Some groups travel very far as a group, or in in a wave of groups. The Finns, whom you mentioned, have a very distinct language from other Scandanavians - a whole different language group. Finnish langauge is of the Uralic group, mostly distributed in modern-day Russian (but also Hungarians and Estonians).
Central Asian people repeatedly covered long distances in large groups in relative modern times. After the fall of the Hunnic period in what is now Mongolia, Huns traveled to gates of Rome, where the Pope came out to negotiate with Attila, and married a Roman princess to him. They founded Hungaria. The Bulgars from northern Central Asia migrated to found Bulgaria. It was possible even in ancient times to travel great distances by land in a single generation
Three big waves of migratory peoples came from Asia to America over about 15,ooo years to populate the Americas, before the major European migration after Columbus.
It is entirely possible that a large group developed ocean-going technology during the Stone Age (like the Polynesians did later, but with Stone Age technology), aand lost the technology in a few generations after migrating a great distance.

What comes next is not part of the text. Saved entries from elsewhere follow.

Issue #793, opened 2016-08-04
Improve collector


st:
On nuv.la, the dashboard experienced an issue with the display of the VMs.
Restarting nuv.la fixed the issue.
This lead us to investigate the Collector. (jar-async project).

#### Report of an excessive usage of the collector channel

The size if the channel is 512. We log the current usage (by counting the number of elements of the set `@busy`).
The atom `@busy` observes the number of tuples (user, connector) being processed.
Theoretically, the count of `@busy` can not go beyond `nb-users` * `nb-connectors`, because `@busy` is a set. A gross approximation is 9'000. (300 * 30). 
How can we end up with more than 24000 elements?

Secondly, there are protections to prevent insertions of requests in channel if busy. They did not work. 

```
2016-08-04T11:07:10.726+0000 INFO com.sixsq.slipstream.util.Logger info all users: 24819 / 512 => 4847.4609375 %
 2016-08-04T11:07:17.088+0000 INFO com.sixsq.slipstream.util.Logger info online users: 24820 / 512 => 4847.65625 %
 2016-08-04T11:07:27.378+0000 INFO com.sixsq.slipstream.util.Logger info online users: 24819 / 512 => 4847.4609375 %
```

#### Spikes of usage

On nuv.la, with minimal activity (2 users), we see regular spikes of channel usage. In the following logs, the `78` indicates that during the 10 seconds loop for active users, the collect was not completed.

```
 2016-08-04T16:09:50.485+0000 INFO com.sixsq.slipstream.util.Logger info online users: 3 / 512 => 0.5859375 %
 2016-08-04T16:10:00.815+0000 INFO com.sixsq.slipstream.util.Logger info online users: 78 / 512 => 15.234375 %
```

Command to display the 20 largest usage of channel by extracting the logs:
```
egrep ' => ' /opt/slipstream/server/logs/slipstream.log.0 | awk '{ print $11 }' | sort -nr | head -20
```

#### Insert requests for configured connectors 

Java code should return the tuple themselves, and we shouldn't do naively the scalar product. Expected result : [ [u1, [c1, c2]], [u2, [c3]].

#### Change logic of marking a tuple busy

Around this line
https://github.com/slipstream/SlipStreamServer/blob/master/jar-async/src/slipstream/async/collector.clj#L199
the marking is done just before inserting the collect request. We could mark this tuple not after having wait the spacing delay.

#### More granular spacing of requests

[...]

PR #798, opened 2016-08-09
Issues #793 improve collector

st:
Connected to #793

### DIFF
--- a/rpm/src/main/systemd/slipstream.service
+++ b/rpm/src/main/systemd/slipstream.service
@@ -1,7 +1,7 @@
 [Unit]
 Description=SlipStream Service
 After=syslog.target network.target
-After=hsqldb.service
+After=hsqldb.service ssclj.service
 
 [Service]
 RemainAfterExit=yes
--- a/jar-async/build.boot
+++ b/jar-async/build.boot
@@ -1,0 +1,50 @@
+(def +version+ "3.10-SNAPSHOT")
+
+(set-env!
+  :project 'com.sixsq.slipstream/SlipStreamAsync
+  :version +version+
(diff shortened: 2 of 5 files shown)


rpm/src/main/systemd/slipstream.service
```diff
@@ -1,7 +1,7 @@
 [Unit]
 Description=SlipStream Service
 After=syslog.target network.target
-After=hsqldb.service ssclj.service
+After=hsqldb.service
```
konstan: Are you sure this change should be part of this PR?  Also, I guess by doing so you are rolling back changes from Cal from yesterday.

loomis: I've put ssclj.service back into the service file.

ssclj/rpm/src/main/systemd/ssclj.service
```diff
@@ -1,7 +1,8 @@
 [Unit]
 Description=SlipStream API
-After=syslog.target network.target
-After=hsqldb.service elasticsearch.service
+After=syslog.target
+After=network.target
+After=hsqldb.service
```
konstan: @st If I recall correctly, hsqldb is no longer needed by ssclj.  I think, the `After` should read like this

```
-After=syslog.target network.target
 -After=elasticsearch.service
```
Please check.

loomis: No, hsqldb is still needed because of the authentication.  The checking/adding of users is done directly in the hsqldb rather than through the SlipStream interface.  Once the user resource moves to clojure, this dependency can be removed.

Issue #810, opened 2016-08-15
mark ssclj exit code 143 as successful exit


loomis:
The JVM returns the exit code 143 when being killed via SIGTERM.  This is the normal shutdown mode from systemd.  Mark this as a normal exit in the systemd unit file.

PR #811, opened 2016-08-15
allow 143 as successful exit

loomis:
Connected to #810.


ssclj/rpm/src/main/systemd/ssclj.service
```diff
@@ -19,5 +19,10 @@ ExecStart=/usr/bin/java \
             com.sixsq.slipstream.ssclj.app.main $SSCLJ_PORT
 ExecStop=/bin/kill -TERM $MAINPID
 
+./ssclj/rpm/src/main/systemd/ssclj.service
```
konstan: What is this for on line 22? Looks like copy/paste issue?

loomis: Indeed.  Removed.

Issue #779, opened 2016-07-04
migrate auth build from maven to boot


loomis:
Migrate the build of the auth module from maven to boot.

loomis:
Trying to do this has revealed a problem with dependency management.  When building all of the modules in one go, maven will optimize the build and use the dependencies directly from the `pom.xml` file rather than reading the generated `pom.xml` file.  Currently, the full dependency list is only included in the boot build, so only the generated `pom.xml` file has the complete list.  Because of this optimization, the full build will fail, while an individual build of the module will succeed.  Possible solutions to this problem are:

 * Provide complete dependencies in both the maven and boot files.
 * Use the (resolved) maven dependencies from boot (see [maven interop task](https://github.com/andrewmed/boot-maven-interop)).
 * Move those repositories that depend on other modules to boot first (and assume that boot will handle this case correctly).

The first option would require dependency management in two places and isn't desirable.  The referenced maven interop task, only reads the local `pom.xml` file, so it won't work with our central management of dependency versions.  It seems that we're left only with the last option, checking that it indeed does work correctly.

PR #814, opened 2016-08-15
use boot to build auth module

loomis:
Change to `boot` for building of auth module.  To have the dependencies picked up correctly in `maven`, there a separate dependencies for `com.sixsq.slipstream/auth` and `com.sixsq.slipstream/auth-dep`.  The second one just handles the submodule build dependencies, the first is the actual artifact.  By not directly including the artifact in the submodule build, `maven` will read the associated pom file and dependencies from those generated by `boot`. 

Connected to #779.


konstan:
Just a comment. Had to pull and build `SlipStream` (that defines version for `com.sixsq.slipstream/auth-de`) to be able to build `SlipStreamServer`.
Checking further.

loomis:
Yes, forgot to say something about that.  I pushed that change (additional dependency) directly to master as this is backwards compatible.

Issue #840, opened 2016-08-28
improve lifecycle test functions


loomis:
The lifecycle test functions perform common `is` tests on CIMI resources. Unfortunately when they fail, it is difficult to trace where the failure was.  This is because the `is` macro takes the source information from the surrounding function. 

Do the following improvements:

 - [ ] Switch all `is`-containing functions to macros.
 - [ ] Rename the `body->json` function to `body->edn`, which better reflects what it does.
 - [ ] Provide messages for all tests to make it clear what is failing.

PR #841, opened 2016-08-28
improve the lifecycle test functions

loomis:
Connected to #840.


ssclj/jar/src/com/sixsq/slipstream/ssclj/resources/common/utils.clj
```diff
@@ -23,7 +23,9 @@
 ;; NOTE: this cannot be replaced with s/lisp-case because it
 ;; will treat a '/' in a resource name as a word separator.
 (defn de-camelcase [str]
```
loomis: Function will now gracefully handle nil, rather than throwing a NPE.

Issue #676, opened 2016-03-28
add Session and SessionTemplate resources


loomis:
Add these resources to allow the URLs for logging into/out of the server to be auto-discovered.

loomis:
Things to be done to finalize the code:

 - [ ] Bring the code up to date with the current master.
 - [ ] Implement the SessionTemplates for all of the supported access methods.
 - [ ] Follow the 'describe' pattern used with ConnectorTemplates to allow the UI to discover the required fields.
 - [ ] Find a way for the clojure/script client to determine the session being used by the client.

loomis:
The other authentication methods will be added once we have feedback on the session templates for the internal authentication.  The implementation may need some significant refactoring to make it flexible enough to support all of the authentication methods with configuration.

PR #842, opened 2016-08-29
add prototype session resources

loomis:
Connected to #676.

Move the login/logout functionality to CIMI-like resources.  Would allow for automatic discovery of login methods and make the system more extensible.


loomis:
Do not merge this PR yet; it is just for review.  The implementation needs to avoid the copying of cookie-related utilities and implementations for GitHub and CYCLONE login methods need to be added.

loomis:
This branch is no longer current.  Use #973 instead.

The Hungarians call themselves Magyar and say that their ancestors descended from Noah through his son Japheth. Their language is in the same family as Estonia, Finnish, and Samoyed. There are Magyar today living along the Nile. It has yet to be determined whether the Nile is the point of origin of the Hungarians’ ancestors, or whether the Nilotic Magyar-ab represent back flow. Still lots we don’t know.